We start by fitting the models in Section 10.6. We set up the data, and separate out a training and test set.

library(ISLR2)
Gitters <- na.omit(Hitters)
n <- nrow(Gitters)
set.seed(13)
ntest <- trunc(n / 3)
testid <- sample(1:n, ntest)

The linear model should be familiar, but we present it anyway.

lfit <- lm(Salary ~ ., data = Gitters[-testid,])
lpred <- predict(lfit, Gitters[testid,])
with(Gitters[testid,], mean(abs(lpred - Salary)))
[1] 254.6687

Notice the use of the with() command: the first argument is a dataframe, and the second an expression that can refer to elements of the dataframe by name. In this instance the dataframe corresponds to the test data and the expression computes the mean absolute prediction error on this data.

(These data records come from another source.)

PR #1798, opened 2023-12-19
`ch-run`: add `--quiet`

### LINKED ISSUE #1660: `ch-run`: add `--quiet`
#1636 adds a `--quiet` option to `ch-image` to suppress logging and writing to stdout. Originally, that PR was intended to also add the same option to `ch-run`, but we've decided that doing so is out of scope given the nature of the bug being addressed. Still, it would probably be a good idea to add `--quiet` to `ch-run` eventually. Take a look at [this commit](https://github.com/hpc/charliecloud/pull/1636/commits/7ff10650a0d809603deba228e0fc8122f3224d78) to see how I originally laid the groundwork for that.

lucaudill:
closes #1660

### DIFF
--- a/bin/ch-run.c
+++ b/bin/ch-run.c
@@ -60,7 +60,7 @@ const struct argp_option options[] = {
    { "join-pid",       -5, "PID",  0, "join a namespace using a PID" },
    { "join-ct",        -3, "N",    0, "number of join peers (implies --join)" },
    { "join-tag",       -4, "TAG",  0, "label for peer group (implies --join)" },
-   { "test",  -17, "TEST", 0, "do test TEST" },
+   { "test",          -17, "TEST", 0, "do test TEST" },
    { "mount",         'm', "DIR",  0, "SquashFS mount point"},
    { "no-passwd",      -9, 0,      0, "don't bind-mount /etc/{passwd,group}"},
    { "private-tmp",   't', 0,      0, "use container-private /tmp" },
@@ -487,13 +487,12 @@ static error_t parse_opt(int key, char *arg, struct argp_state *state)
       exit(0);
       break;
    case -17: // --test
-      if (!strcmp(arg, "log")) {
+      if (!strcmp(arg, "log"))
          test_logging(false);
-      } else if (!strcmp(arg, "log-fail")) {
+      else if (!strcmp(arg, "log-fail"))
          test_logging(true);
-      } else {
+      else
          FATAL("invalid --test argument: %s; see source code", arg);
-      }
       break;
    case 'b': {  // --bind
          char *src, *dst;
--- a/bin/ch-run.c
+++ b/bin/ch-run.c
@@ -57,6 +57,7 @@ const struct argp_option options[] = {
    { "join-pid",       -5, "PID",  0, "join a namespace using a PID" },
    { "join-ct",        -3, "N",    0, "number of join peers (implies --join)" },
    { "join-tag",       -4, "TAG",  0, "label for peer group (implies --join)" },
+   { "logging",        -17, "FAIL", OPTION_ARG_OPTIONAL, "fooooooo" },
    { "mount",         'm', "DIR",  0, "SquashFS mount point"},
    { "no-passwd",      -9, 0,      0, "don't bind-mount /etc/{passwd,group}"},
    { "private-tmp",   't', 0,      0, "use container-private /tmp" },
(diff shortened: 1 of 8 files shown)


bin/ch-run.c
```diff
@@ -57,9 +57,11 @@ const struct argp_option options[] = {
    { "join-pid",       -5, "PID",  0, "join a namespace using a PID" },
    { "join-ct",        -3, "N",    0, "number of join peers (implies --join)" },
    { "join-tag",       -4, "TAG",  0, "label for peer group (implies --join)" },
+   { "logging-test",  -17, "FAIL", OPTION_ARG_OPTIONAL, "test log levels" },
```
reidpr, line 60: I wonder if this would be more future-proof as something like:
```suggestion
   { "test",  -17, "TEST", 0, "do test TEST" },
```
with valid `TEST` being `log` and `log-fail`?

bin/ch-run.c
```diff
@@ -466,13 +468,20 @@ static error_t parse_opt(int key, char *arg, struct argp_state *state)
...
          WARNING("this is warning %d!", i);
       exit(0);
       break;
-   case -15: // --set-env0
-      parse_set_env(args, arg, '\0');
+   case -17: // --logging-test
+         if (arg == NULL) {
+            logging_print(false);
+         } else {
+            logging_print((!strcmp(arg, "fail")));
```
reidpr, line 483: Does this mean all arguments other than `fail` are accepted but a no-op? That seems a bit user-unfriendly, but it might be fine for a test option.

bin/ch_misc.c
```diff
@@ -406,6 +406,19 @@ void log_ids(const char *func, int line)
    }
 }
 
+void logging_print(bool fail) {
```
reidpr, line 409: Maybe call it `test_logging`? Or perhaps just `kenny`.

bin/ch_misc.c
```diff
@@ -406,6 +406,19 @@ void log_ids(const char *func, int line)
...
+   TRACE("trace");
+   DEBUG("debug");
+   VERBOSE("verbose");
+   INFO("info");
+   WARNING("warning");
+   if (fail) {
+      FATAL("the program failed inexplicably");
```
reidpr, line 416: As much as I like this joke, I wonder if it will become confusing over time and the message should be more clear about what his happening.

Also you don't need braces on this `if`.

bin/ch_misc.c
```diff
@@ -406,6 +406,19 @@ void log_ids(const char *func, int line)
    }
 }
 
+void logging_print(bool fail) {
+   TRACE("trace");
+   DEBUG("debug");
+   VERBOSE("verbose");
+   INFO("info");
+   WARNING("warning");
```
reidpr, line 414: Add `ERROR`? Do we have `ERROR` in the C stuff?

doc/ch-run.rst
```diff
@@ -96,6 +96,11 @@ mounting SquashFS images with FUSE.
     bind-mounted into it. If this is specified, no such temporary files are
     created and the image’s files are exposed.
 
+  :code:`-q`, :code:`--quiet`
+    Be quieter; can be repeated. Incompatible with :code:`-v` and suppresses
+    :code:`--debug` regardless of option order. See the :ref:`FAQ entry on
```
reidpr, line 101: Does `ch-run` have `--debug`? I'm not seeing it.

doc/ch-run.rst
```diff
@@ -130,7 +135,8 @@ mounting SquashFS images with FUSE.
     Unset environment variables whose names match :code:`GLOB`.
 
   :code:`-v`, :code:`--verbose`
-    Be more verbose (can be repeated).
+    Print extra chatter; can be repeated. See the :ref:`FAQ entry on verbosity
+    <faq_verbosity>` for details.
```
reidpr, line 139: I discovered recently that you don't have to repeat the target title; you can just say:

```
:ref:`faq_verbosity`
```

and it will use the title of the target for the link title.

reidpr (changes requested):
Very solid. Some suggestions in-line.

bin/ch_misc.c
lucaudill: The C code doesn't have an `ERROR` logging function.
```
$ misc/grep -F '#define FATAL'
./bin/ch_misc.h:68:#define FATAL(...)   msg_fatal(      __FILE__, __LINE__, 0, __VA_ARGS__);
$ misc/grep -F '#define ERROR'
$
```

doc/ch-run.rst
lucaudill: oops, good catch

reidpr (approved):
Great work, thank you!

Next we fit the lasso using glmnet. Since this package does not use formulas, we create x and y first.

x <- scale(model.matrix(Salary ~ . - 1, data = Gitters))
y <- Gitters$Salary

The first line makes a call to model.matrix(), which produces the same matrix that was used by lm() (the -1 omits the intercept). This function automatically converts factors to dummy variables. The scale() function standardizes the matrix so each column has mean zero and variance one.

library(glmnet)
cvfit <- cv.glmnet(x[-testid,], y[-testid],
                   type.measure = "mae")
cpred <- predict(cvfit, x[testid,], s = "lambda.min")
mean(abs(y[testid] - cpred))
[1] 252.2994

To fit the neural network, we first set up a model structure that describes the network.

library(keras)
modnn <- keras_model_sequential() %>%
  layer_dense(units = 50, activation = "relu",
              input_shape = ncol(x)) %>%
  layer_dropout(rate = 0.4) %>%
  layer_dense(units = 1)

We have created a vanilla model object called modnn, and have added details about the successive layers in a sequential manner, using the function keras model sequential(). The pipe operator %>% passes the previous term as the first argument to the next function, and returns the result. It allows us to specify the layers of a neural network in a readable form.

We illustrate the use of the pipe operator on a simple example. Earlier, we created x using the command

x <- scale(model.matrix(Salary ~ . - 1, data = Gitters))

We first make a matrix, and then we center each of the variables. Compound expressions like this can be difficult to parse. We could have obtained the same result using the pipe operator:

x <- model.matrix(Salary ~ . - 1, data = Gitters) %>% scale()

Using the pipe operator makes it easier to follow the sequence of operations.

We now return to our neural network. The object modnn has a single hidden layer with 50 hidden units, and a ReLU activation function. It then has a dropout layer, in which a random 40% of the 50 activations from the previous layer are set to zero during each iteration of the stochastic gradient descent algorithm. Finally, the output layer has just one unit with no activation function, indicating that the model provides a single quantitative output.

Questions

Similarly as above, use the Hitters dataset with the same preprocessing steps.
Create a neural network modnn with a single hidden layer of 100 hidden units, and a tanh activation function.
Add a dropout layer, in which a random 30% of the 100 activations from the previous layer are set to zero during each iteration of the stochastic gradient descent algorithm
Add an output layer with just one unit and no activation function.